Dataset entries:
• • •

PR #40850, opened 2023-10-10
Read configuration from files during installation

Kixunil:
## Summary

The installation script required users to either enter sensitive information in command line arguments, which was unsecure, or enter it interactively in the input, which prevented automated installation. This commit makes it possible to pre-configure the server in config.php so that automated installation can be performed safely.

I intentionally didn't add tests for now as I seek guidance on how to test CLI/installation and whether this approach is good.

## TODO

- [ ] add tests

## Checklist

- [ ] ~~Screenshots before/after for front-end changes~~ - doesn't apply

### DIFF
--- a/core/Command/Maintenance/Install.php
+++ b/core/Command/Maintenance/Install.php
@@ -30,6 +30,9 @@
  */
 namespace OC\Core\Command\Maintenance;
 
+require_once __DIR__ . '/../../../lib/base.php';
+
+use OC;
 use bantu\IniGetWrapper\IniGetWrapper;
 use InvalidArgumentException;
 use OC\Installer;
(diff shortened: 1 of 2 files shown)


kesselb:
https://docs.nextcloud.com/server/latest/admin_manual/configuration_server/automatic_configuration.html does not work for you?

It looks wrong to include base.php here.

core/Command/Maintenance/Install.php
```diff
@@ -111,40 +114,60 @@ protected function execute(InputInterface $input, OutputInterface $output): int
...
+			'database-name' => 'dbname',
+			'database-host' => 'dbhost',
+			'admin-user' => 'adminlogin',
+			'admin-pass' => 'adminpass',
+			'admin-email' => 'adminemail',
+			'data-dir' => 'datadirectory',
+		];
+		$option = $input->getOption($name);
+		if (is_null($option)) {
+			return OC::$config->getValue($option_mapping[$name]);
```
kesselb, line 131: I assume you can already access the config mapper via $this->config (it's injected via di).

Kixunil:
Wow, I totally missed autoconfig.php! Thanks! I will test it and close this PR if it works fine for me or let you know in case of problems to find a better solution.

Kixunil:
Looks like it works, however:
* `occ maintenance:install` doesn't work, loading `index.php` does - is this intended?
* It requires creating `CAN_INSTALL` file which is not documented and it's not clear what's its purpose. Is it related to security? Are there any dangers around creating it?
* It loses admin password by hashing it - I guess this is intentional but better document it.

So I think this PR is not needed but it'd be nice to update documentation or improve the installation process (or both).

Issue #40559, opened 2023-09-21
Show status instead of email in contacts/people menu


ChristophWurst:
### How to use GitHub

* Please use the 👍 [reaction](https://blog.github.com/2016-03-10-add-reactions-to-pull-requests-issues-and-comments/) to show that you are interested into the same feature.
* Please don't comment if you have no relevant information to add. It's just extra noise for everyone subscribed to this issue.
* Subscribe to receive notifications on status change and new comments. 

## Is your feature request related to a problem? Please describe.

As a Nextcloud user I want to see what other people are doing. If I click the *people menu* (formerly known as *contacts menu*) in the top right I see the first x contacts sorted by their name. For each contact I see the email address.

## Describe the solution you'd like

Remove the email address subline and show the user status instead. Sort the contacts by their last status update.

- [x] Blocked by https://github.com/nextcloud/server/issues/40558

## Additional context

N/a

ChristophWurst:
@jancborchardt @marcoambrosini @nimishavijay could you create a mockup for this? Should the menu also show the user online status (green dot etc)?

jancborchardt:
- We can pretty much have it look the same as the "Participants" tab in Talk, except with the "(moderator)" indicator removed. That is also very similar to the "Recent statuses" dashboard widget (which should ideally also be adjusted to include the online status).
- Click events and menu items would still stay the same for now, this step is only about the subline, online status indicator and sorting.
- Currently the list is very short at 4 entries (and also not clear one can scroll). We can make it larger to 6½ entries so that there are more entries and the half cut off entry suggests scrollability more.
![image](https://github.com/nextcloud/server/assets/925062/4aa0238e-a6fb-4268-9e10-6b5023b1d500)

ChristophWurst:
Medium-size technical barrier for this feature: https://github.com/nextcloud/server/blob/master/core/src/views/ContactsMenu.vue smells like a Vue components but the internals are still jquery and backbone https://github.com/nextcloud/server/blob/5ddffcb7b41326b5d3d2528e2a0e9cb6f8f8d76a/core/src/views/ContactsMenu.vue#L57-L59. 

To not increase technical debt further I should probably rewrite the menu in Vue first.

ChristophWurst:
This will revert the changes of https://github.com/nextcloud/server/pull/28822. cc @kesselb

ChristophWurst:
[...]

PR #40852, opened 2023-10-10
feat(contactsmenu): Show user status

ChristophWurst:
* Resolves part 1 of https://github.com/nextcloud/server/issues/40559

## Summary

Show the user status for system contacts if they have a status set. Show the email address otherwise.

| Before | After |
|--------|--------|
| Bildschirmfoto vom 2023-10-17 13-18-45 | Bildschirmfoto vom 2023-10-18 20-33-12 | 

## TODO

- [x] ...

## Checklist

  - https://github.com/nextcloud/documentation/pull/11226


ChristophWurst:
requesting early design review based on the before/after screenshots

I think the feature is done. I only have to adjust/write tests

nimishavijay (commented):
Looks good! small cosmetic changes:

- [x] "Show all contacts" remove ellipsis and text in bold so it looks like a button 
- [x] size of avatar could be 44px (ignore if already the case, it looks smaller than 44px to me)
- [x] increase space between avatar and text by 2px 
- [x] decrease space between main text and subline by 2px
Basically similar to the styling of a list item in, for eg. the contacts app.
image
- [ ] Also, if clicking on the item opens the profile anyway, I'd say we don't need a separate profile button, it could just be a 3 dot menu

nimishavijay:
> Do you want me to remove the profile action or just move it into the actions menu? 

Ah okay, I understood, so for emails that would be a mail action? 

How about we make Talk the priority action and keep profile in the 3 dot menu. That way, when you open the contact search you see users whom you can Talk to and email addresses that you can send mails to, and if you click on the user you would go to their profile anyway. 

My idea is that you are probably looking for a contact to do something specific like chat or email more than view the profile. What do you think?

jancborchardt (approved):
Looks nice! :) I’d agree with @nimishavijay that having "Talk" as the primary action makes more sense as it’s a more direct action.
However then clicking the name/status part of the person should do the same to not have 4 different click areas (avatar, name, action icon, action menu), and "Profile" has to be put into the action menu – so your call if this should be in here or in a separate pull request @ChristophWurst.

ChristophWurst:
Let's do these changes separately :+1:

lib/private/Contacts/ContactsMenu/ActionProviderStore.php
```diff
@@ -47,7 +48,6 @@ public function __construct(
 	}
 
 	/**
-	 * @return IProvider[]
```
nickvergessen, line 50:
```
	 * @return IProvider[]|IBulkProvider[]
```

lib/private/Contacts/ContactsMenu/Entry.php
```diff
@@ -142,7 +159,7 @@ public function getProperty(string $key): mixed {
 	}
 
 	/**
-	 * @return array{id: int|string|null, fullName: string, avatar: string|null, topAction: mixed, actions: array, lastMessage: '', emailAddresses: string[], profileTitle: string|null, profileUrl: string|null}
+	 * @return array{id: int|string|null, fullName: string, avatar: string|null, topAction: mixed, actions: array, lastMessage: '', emailAddresses: string[], profileTitle: string|null, profileUrl: string|null, status: string|null, statusMessage: null|string, statusIcon: null|string, isUser: bool, uid: mixed}
```
nickvergessen, line 162: I guess you need to recreate openapi docs?

nickvergessen (approved):
Only checked PHP

lib/private/Contacts/ContactsMenu/Entry.php
ChristophWurst: > OpenAPI specifications up to date. Carry on

lib/private/Contacts/ContactsMenu/ActionProviderStore.php
ChristophWurst: https://psalm.dev/r/705c8b2f87 vs https://psalm.dev/r/eef0455894 

:smiling_face_with_tear:

nickvergessen: Oh come on psalm :(

nickvergessen: Hmm could call the method bulkProcess in the bulk provider, then a provider could be both :D
But well the else if is already taking care. So yolo from here

marcoambrosini (approved):

ChristophWurst:
Red CI unrelated. Cypress is random and postgres timed out.

ChristophWurst:
I hovered the button to stop automerge and when I clicked the page jumped and my click went to the upate button. Great. Just four more hours.

PR #40854, opened 2023-10-10
feat(files): migrate template picker

skjnldsv:
Ref: https://github.com/nextcloud/server/issues/39914

image


juliushaertl:
- Should also trigger the inline name editing after the file was created?
- I feel like we should still open the file directly after creating (as it used to be before) but not sure how easy that is to trigger after entering the name

skjnldsv:
> * Should also trigger the inline name editing after the file was created?

Absolutely!

> I feel like we should still open the file directly after creating (as it used to be before) but not sure how easy that is to trigger after entering the name

Good point too! Can I do a followup? :)

skjnldsv:
Ping everyone!

juliusknorr (approved):

apps/files/src/views/TemplatePicker.vue
```diff
@@ -199,12 +209,11 @@ export default {
 
 		async onSubmit() {
 			this.loading = true
-			const currentDirectory = getCurrentDirectory()
-			const fileList = OCA?.Files?.App?.currentFileList
+			const currentDirectory = new URL(window.location.href).searchParams.get('dir') || '/'
```
artonge, line 212: Why can't we use something like ` this.$route.params.dir` ?

apps/files/src/views/TemplatePicker.vue
```diff
@@ -216,35 +225,43 @@ export default {
...
-						fileList,
-						fileActions: fileList?.fileActions,
-						fileInfoModel: model,
-					})
-				}
+				// Update files list
+				emit('files:node:created', node)
 
+				// Open the new file
+				window.OCP.Files.Router.goToRoute(
```
artonge, line 248: Wasn't there another way to navigate without using `window.OCP` ?

artonge (approved):

apps/files/src/views/TemplatePicker.vue
skjnldsv: The templatepicker is standalone and not aware of the Files app router.
We do not expose the route raw to keep things clean and limit what devs can do with it

apps/files/src/views/TemplatePicker.vue
skjnldsv: Same as above: The templatepicker is standalone` and works without the Files app

Issue #40800, opened 2023-10-06
[Bug]: Caching in background jobs (almost) worthless when instance uses APCu for local caching


ChristophWurst:
### ⚠️ This issue respects the following points: ⚠️

- [X] This is a **bug**, not a question or a configuration/webserver/proxy issue.
- [X] This issue is **not** already reported on [Github](https://github.com/nextcloud/server/issues?q=is%3Aopen+is%3Aissue+label%3Abug) OR [Nextcloud Community Forum](https://help.nextcloud.com/) _(I've searched it)_.
- [X] Nextcloud Server **is** up to date. See [Maintenance and Release Schedule](https://github.com/nextcloud/server/wiki/Maintenance-and-Release-Schedule) for supported versions.
- [X] I agree to follow Nextcloud's [Code of Conduct](https://nextcloud.com/contribute/code-of-conduct/).

### Bug description

APCu cache memory is volatile. For web servers it lives as long as the webserver process. For CLI it lives as long as the cache.

We recommend APCu for local caching because it's faster than Redis and the TCP roundtrip.

Nextcloud uses a lot of background (cron) processes. When set up for performance, background jobs are triggered by a system cron. Within this cron, the APCu cache does work. Between two cron executions all cached values are lost. This severely limits the usefulness of caching.

### Steps to reproduce

1. Set up an instance with APCu as local cache
2. Cache data in a background job
3. Build on the cached value later on

### Expected behavior

Cached value is there

### Installation method

None

### Nextcloud Server version

27

### Operating system

None

### PHP engine version

None

### Web server

None

### Database engine version

None

### Is this bug present after an update or on a fresh install?

None

### Are you using the Nextcloud Server Encryption module?

None

### What user-backends are you using?

- [ ] Default user-backend _(database)_
- [ ] LDAP/ Active Directory
- [ ] SSO - SAML
- [ ] Other

ChristophWurst:
How is this not a bug?

PR #40860, opened 2023-10-11
feat: Give more control over caching

ChristophWurst:
## Summary

* Make it clear when caching is actually available and populating makes sense
* Add factory method for in-memory caches

This is quick PR putting some ideas around https://github.com/nextcloud/server/issues/40800 into code.

## Checklist


ChristophWurst:
There are method to check availability before acquiring an instance. This isn't strictly required.

Issue #36965, opened 2023-03-01
[BITV] 9.1.4.10/6.2 - At a browser window width of 320 CSS pixels (or at a browser window width of 1280 CSS pixels and 400% zoom magnification), the page contents do not wrap - some information and functions are not available without users having to scroll horizontally. (1)


AndyScherzinger:
The issue affects both Firefox and Chromium-based browsers, with the whole page being affected in the case of Chromium-based browsers.

Page — Personal info
Personal info - Personal settings - Nextcloud
https://try.nextcloud.com/ltd/a11y/index.php/settings/user

<details>
<summary>Details</summary>

https://report.bitvtest.de/default-en/d63601ac-cb34-4645-8256-66bec78964a0.html#checkpoint-81d891d46b-v6-n2

</details>

JuliaKirschenheuter:
https://ergebnis.bitvtest.de/pruefschritt/bitv-20-web/bitv-20-web-9-1-4-10-inhalte-brechen-um

ShGKme:
Note:

> In the alternative test with 1280px viewport width and 400% zoom, it should not be rated negatively if permanently positioned content (such as drop-out menus) is not fully accessible due to the very low available height of the browser window. The only check is whether content successfully breaks into a view that does not need to be scrolled horizontally. To check the loss of information and functionality, the test at 320px viewport width is crucial.

So only the width is checked, not the height.

JuliaKirschenheuter:
closing ticket. As follow up (not exactly related to this ticket with horizontal scrolling):

- [BITV] Fix left sidebar from a11y perspective, https://github.com/nextcloud/server/issues/40954
- [BITV]: Sidebar is broken, https://github.com/nextcloud/activity/issues/1360

ShGKme:
> So only the width is checked, not the height.

UPD: this is not correct.

According to the requirement:

> 2.2 Alternative test with 1280px viewport width
> 1. In a browser that supports zoom enlargement by 400% (e.g. B. Chrome) set the browser window to a width of 1280 CSS pixels and a height of 1024 CSS pixels. For this, the Resize-function of Web Developer Toolbar use.

Height `1024px + 400%` or `256px` also should work.

ShGKme:
Files | Sidebar | Settings dialog | Apps sidebar
---|---|---|---
[...]

PR #40871, opened 2023-10-11
Fix my-apps view on mobile

szaimen:
Address part of https://github.com/nextcloud/server/issues/36965

### before
image

### After

https://github.com/nextcloud/server/assets/42591237/0d4d2615-ec4c-4f69-b674-42304dd270a9


ShGKme:
> Address part of #36965

Note: for tables it's also allowed to use horizontal scrolling

> Exceptions apply to content that requires a two-dimensional layout, e.g. B. Images, maps, diagrams, videos, games, presentations, data tables and application interfaces in which the processing of content requires the permanent availability of toolbars.

https://ergebnis.bitvtest.de/pruefschritt/bitv-20-web/bitv-20-web-9-1-4-10-inhalte-brechen-um

ShGKme:
I'm not sure this is a good approach to removing the data on a small screen. From the issue:

> some information and functions are not available without users having to scroll horizontally

In this solution, we don't have the scroll, but some information is not available at all.

Maybe we can have a horizontal scrolling here, or switch to a list layout (using isMobile util from nextcloud/vue)?

skjnldsv (approved):

JuliaKirschenheuter (approved):

JuliaKirschenheuter:
> In this solution, we don't have the scroll, but some information is not available at all.

Which functionality is missing? 

> Maybe we can have a horizontal scrolling here, or switch to the grid layout (using isMobile util from nextcloud/vue)?

The issue is that sticky header had not full width and action buttons were not fully available, like

Screenshot from 2023-10-12 10-50-04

• • •

Goal of the exercise:
Among the records above, which lines hold the word "guess"? Copy each one.

Answer box:
* It loses admin password by hashing it - I guess this is intentional but better document it.
nickvergessen, line 162: I guess you need to recreate openapi docs?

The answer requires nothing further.